» Your task: Check each line of the records below and collect those holding "interpreted".

» Task material:

PR #997, opened 2020-10-06
Fix doctests, run in CI

### LINKED ISSUE #992: CI: run doctests
Possible follow-up on https://github.com/Toblerity/Shapely/pull/979. With `pytest shapely --doctest-modules` we could actually run the doctests on CI (but that needs some fixes first, as there are some failures at the moment)

chadwhawkins:
Resolves #992.

### DIFF
--- a/.travis.yml
+++ b/.travis.yml
@@ -100,6 +100,7 @@ script:
   - export DYLD_LIBRARY_PATH=$HOME/geosinstall/geos-$GEOSVERSION/lib
   - python -c "from shapely.geos import geos_version; print(geos_version)"
   - python -m pytest --cov shapely --cov-report term-missing "${SPEEDUPS_FLAG}"
+  - python -m pytest shapely --doctest-modules
 
 after_success:
   - coveralls || echo "!! intermittent coveralls failure"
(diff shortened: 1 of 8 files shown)


chadwhawkins:
After passing locally, some issues have arisen because of the various permutations run under CI. There are issues with the following:

- Speedups doctest fails based on flag (could just ignore this file)
- Floating points
- Dictionary ordering

To get these to pass consistently the succinctness of the examples would be lost. Running the doctests did identify a couple of mistakes in the examples. Maybe those changes should be kept and the CI automation dropped?

jorisvandenbossche:
@chadwhawkins thanks for working on this!

If we run it on CI, we could maybe also limit it to a single build? (to not have to pass the tests in all possible setups)

chadwhawkins:
@jorisvandenbossche I think that's a great suggestion. I've gone ahead and done that and have it configured to only run for Python 3.8 when both NumPy and speedsups are enabled.

mwtoews (approved):
Thanks, looks great!

jorisvandenbossche (approved):

jorisvandenbossche:
Thanks @chadwhawkins !

PR #459, opened 2017-01-22
Interpolate section

ewsterrenburg:
Added a section operation (https://github.com/Toblerity/Shapely/issues/456) for review.

PR #1008, opened 2020-10-25
Substring: negative values and direction issues + more robust testing

Jeremiah-England:
I set out to try some performance enhancements out on `ops.substring` and ran into some behavior issues. Here are two examples that capture the issues I found: 

```python
from shapely.ops import substring

ls = LineString([(i, i) for i in range(1000)])
print(substring(ls, -3, 3))
print(substring(ls, -1.1, 0.002, True))

# LINESTRING (996.8786796564403 996.8786796564403, 0 0, 1 1, 2 2, 2.121320343559642 2.121320343559642)
# LINESTRING (0 0, 0 0, 1 1, 1.998000000000014 1.998000000000014)
```
Just as a reminder from the docs of what behavior we're expecting here: 

> Negative distance values are taken as measured in the reverse direction from the end of the geometry. Out-of-range index values are handled by clamping them to the valid range of values.
>
> If the start distance equals the end distance, a point is being returned.
>
> If the normalized arg is True, the distance will be interpreted as a fraction of the geometry’s length.

Two things bother me about the first example. First and most importantly, it returned the wrong cut. It got the start and end correct, but the vertices in the middle are missing. Instead there are the vertices from the beginning of the LineString to the start of the cut. The second issue is the order. 

In the second example, the only issue is that the first vertex is duplicated. Probably not a big deal, but I didn't like it. So I fixed it. 

The test suit would have clued us in to the problem with the duplicate points if it wasn't using `.equals` to compare results. This returns true for reversed LineStrings and ones with more points than the other as long as those points are along the line. Since order matters in this case, I changed the tests to compare wkt instead. The failed tests are also nicer to read like this because the string diff is shown. 

I also added some more tests that cover the issues in the first example. 

Edits and comments are welcome! And take your time, I know things are busy around here these days. : )

Is this a good branch to point to?


mwtoews:
Thanks for the improvements! Yes, the `master` branch is the correct one. Did the manual section need improvement too?

xref #459; this feature was initially brought in three years ago

Jeremiah-England:
Thanks for looking at this. 

Yes, I think the manual should be updated, specifically to clarify that the reversed substring is returned when `start_dist` is *past* `end_dist` (though not necessarily *greater than* because the negatives wrap) and maybe provide an example with a negative argument. I also think it should also say 'LineString' instead of 'linear geometry' because it does not work on MultiLineStrings. 

I would also like to update the docstring [with this commit](https://github.com/Jeremiah-England/Shapely/commit/a5c43c8ab6a1d42d3f66c6f6b534cd3abac2b3d6), but I still need to add some examples to it. Originally I was thinking the docs should go in a separate pull request because this one already seemed busy to me. But now I can also see them being packaged together. Should I push the doc updates here?

One other improvement we may want to do is raise a `TypeError` instead of an `AssertionError` when `geom` is not a LineString. But maybe it would be better to not change the behavior any more?

PS: Sorry about the mess with the force pushes. I recently discovered interactive rebase and decided to try it here to clean up my commits. :)

Jeremiah-England:
I went ahead and added the documentation updates to this pull request. 

In the process I found another behavior issue that I would like to add and then I think this should be ready. In the docstring there is this example which fails the doctest. 

```python
from shapely.ops import substring

ls = LineString((i, 0) for i in range(6))
ls.wkt
# 'LINESTRING (0 0, 1 0, 2 0, 3 0, 4 0, 5 0)'
...
substring(ls, start_dist=2.5, end_dist=-2.5)
# 'POINT (2.5 0)'
```
What is *really* returned here is `'LINESTRING (2.5 0, 2.5 0)'`. That is inconistent with what the function does elsewhere when the substring consists of a single point.

Jeremiah-England:
Ok. Fixed the issue with returning a *LineString* instead of a *Point* when the distances meet but have different signs. 

I have one remaining question about whether to change the *AssertionError* to a *TypeError*. Other than that I think I'm pretty happy with this. But please let me know if you see anything that needs improved.

docs/manual.rst
```diff
@@ -2416,27 +2416,53 @@ The :func:`~shapely.ops.split` function in `shapely.ops` splits a geometry by an
...
+  If the normalized arg is ``True``, the distance will be interpreted as a
+  fraction of the geometry's length
 
-  >>> line = LineString(([0, 0], [2, 0]))
-  >>> result = substring(line, 0.5, 0.6)
-  >>> result.wkt
-  'LINESTRING (0.5 0, 0.6 0)'
+  `New in version 1.7.0`
+
+  Here are some examples that return `LineStrings`.
```
mwtoews, line 2442:
```suggestion
  Here are some examples that return `LineString` geometries.
```

docs/manual.rst
```diff
@@ -2416,27 +2416,53 @@ The :func:`~shapely.ops.split` function in `shapely.ops` splits a geometry by an
 Substring
 ---------
 
-The :func:`~shapely.ops.substring` function in `shapely.ops` returns a line segment between specified distances along a linear geometry.
+The :func:`~shapely.ops.substring` function in `shapely.ops` returns a line segment
```
mwtoews, line 2419:
```suggestion
The :func:`~shapely.ops.substring` function in :mod:`shapely.ops` returns a line segment
```

shapely/ops.py
```diff
@@ -553,14 +553,62 @@ def split(geom, splitter):
...
+    If the start distance is actually beyond the end distance, then the
+    reversed substring is returned such that the start distance is
+    at the first coordinate.
+
+    Parameters
+    ----------
+    geom : LineString
+        The geometry to get a substring of.
+    start_dist : float
+        The distance along `goem` of the start of the substring.
```
mwtoews, line 573:
```suggestion
        The distance along `geom` of the start of the substring.
```

shapely/ops.py
```diff
@@ -553,14 +553,62 @@ def split(geom, splitter):
...
+
+    Returns
+    -------
+    Union[Point, LineString]
+        The substring between `start_dist` and `end_dist` or a Point
+        if they are at the same location.
+
+    Raises
+    ------
+    AssertionError
```
mwtoews, line 588: probably change to `TypeError`; see below

mwtoews (commented):
Thanks for manual adjustments too! It's generally easier to put all related changes into on PR, so this is appreciated. Just a few minor changes to address, and I'll agree to change the type of error raised to `TypeError`.

shapely/ops.py
```diff
@@ -553,14 +553,62 @@ def split(geom, splitter):
...
+    'LINESTRING (1 0, 2 0)'
+
+    Returning a `Point` when `start_dist` and `end_dist` are at the
+    same location.
+
+    >>> substring(ls, 2.5, -2.5).wkt
+    'POINT (2.5 0)'
     """
 
     assert(isinstance(geom, LineString))
```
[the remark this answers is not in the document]
Jeremiah-England: Hmm... tabbing through `raise TypeError` and `raise ValueError` in the module, it looks like `transform`, `nearest_points`, and `split` all use `ValueError` for bad types while only `shared_paths` uses `TypeError`. Unless this misses a majority which are raised by sub-functions, it looks like the `ops` module tends to use `ValueError`. 

If I were starting from scratch, I think I would prefer `TypeError` because it seems to be what the language suggests. But I can also see a useful pattern where you just catch `ValueError` for mistakes that you make with your arguments. Anyway, I'm not sure a discussion about that preference would matter in light of the consistency issue. 

Does the information about which error is more common in `ops` change your suggestion?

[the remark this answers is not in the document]
mwtoews: given the inconsistency at the moment (see #1035), just pick one for now and we'll adjust it later.

mwtoews (approved):

PR #97, opened 2021-04-27
CHARTER: s12(c): formalise charter versions and changelog

cyphar:
We have version numbers (and a changelog) in the Charter, so we should
probably actually enshrine that in the Charter. In addition, clean up
the changelog format so that it's easier to understand.

This change does introduce new requirements for the editors of the
Charter, but it simply mirrors the current convention applied to Charter
amendments.

In addition, define the concept of a "draft Charter version" so that we
can make iterative changes to the charter through separate PRs without
having to enact each minor change separately.

Split off from #86.

### DIFF
--- a/CHARTER.md
+++ b/CHARTER.md
@@ -1,12 +1,18 @@
-# Open Container Initiative Charter v1.2
+# Open Container Initiative Charter v1.2+DRAFT
 
-| Comment          | Effective Date   |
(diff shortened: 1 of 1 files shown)


SteveLasker:
Ok, so much for accidental clicking. Where's the undo?

SteveLasker (approved):
LGTM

» Exercise result:
> If the normalized arg is True, the distance will be interpreted as a fraction of the geometry’s length.
+  If the normalized arg is ``True``, the distance will be interpreted as a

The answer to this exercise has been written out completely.